• Your instructions:
Instruction for the data below: set down exactly the lines from the line with "On another hand, we" to the line with "Close this one, I", inclusive, and no others.

• Supplied entries:
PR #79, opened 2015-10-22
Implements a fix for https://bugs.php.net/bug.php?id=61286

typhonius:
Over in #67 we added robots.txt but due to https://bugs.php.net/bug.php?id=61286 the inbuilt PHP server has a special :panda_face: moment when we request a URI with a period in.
...
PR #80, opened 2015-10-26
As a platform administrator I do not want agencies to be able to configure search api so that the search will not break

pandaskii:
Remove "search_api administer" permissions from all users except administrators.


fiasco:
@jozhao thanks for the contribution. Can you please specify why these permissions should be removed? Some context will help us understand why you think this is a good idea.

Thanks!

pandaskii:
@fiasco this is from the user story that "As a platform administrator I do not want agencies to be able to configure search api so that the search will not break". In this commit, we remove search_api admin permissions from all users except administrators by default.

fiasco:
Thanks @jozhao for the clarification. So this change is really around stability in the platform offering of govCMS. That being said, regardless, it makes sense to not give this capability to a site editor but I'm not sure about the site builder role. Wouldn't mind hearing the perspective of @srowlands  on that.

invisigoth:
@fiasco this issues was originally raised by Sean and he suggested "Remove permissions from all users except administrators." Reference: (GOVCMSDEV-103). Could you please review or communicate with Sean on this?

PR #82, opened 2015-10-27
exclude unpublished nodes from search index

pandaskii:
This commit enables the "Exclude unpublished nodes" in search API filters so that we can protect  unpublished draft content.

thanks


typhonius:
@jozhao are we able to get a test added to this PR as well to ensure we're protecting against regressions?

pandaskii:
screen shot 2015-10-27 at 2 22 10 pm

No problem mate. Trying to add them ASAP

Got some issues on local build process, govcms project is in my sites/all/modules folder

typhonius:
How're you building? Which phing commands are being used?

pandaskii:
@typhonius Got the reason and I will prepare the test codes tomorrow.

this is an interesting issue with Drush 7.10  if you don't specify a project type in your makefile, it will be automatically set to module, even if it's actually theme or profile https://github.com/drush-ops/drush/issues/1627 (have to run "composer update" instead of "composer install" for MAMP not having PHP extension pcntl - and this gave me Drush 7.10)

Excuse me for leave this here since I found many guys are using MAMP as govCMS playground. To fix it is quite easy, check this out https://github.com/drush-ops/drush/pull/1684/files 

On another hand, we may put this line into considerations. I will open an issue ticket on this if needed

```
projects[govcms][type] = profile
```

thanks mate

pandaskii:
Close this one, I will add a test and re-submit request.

• Written response:
On another hand, we may put this line into considerations. I will open an issue ticket on this if needed

```
projects[govcms][type] = profile
```

thanks mate

pandaskii:
Close this one, I will add a test and re-submit request.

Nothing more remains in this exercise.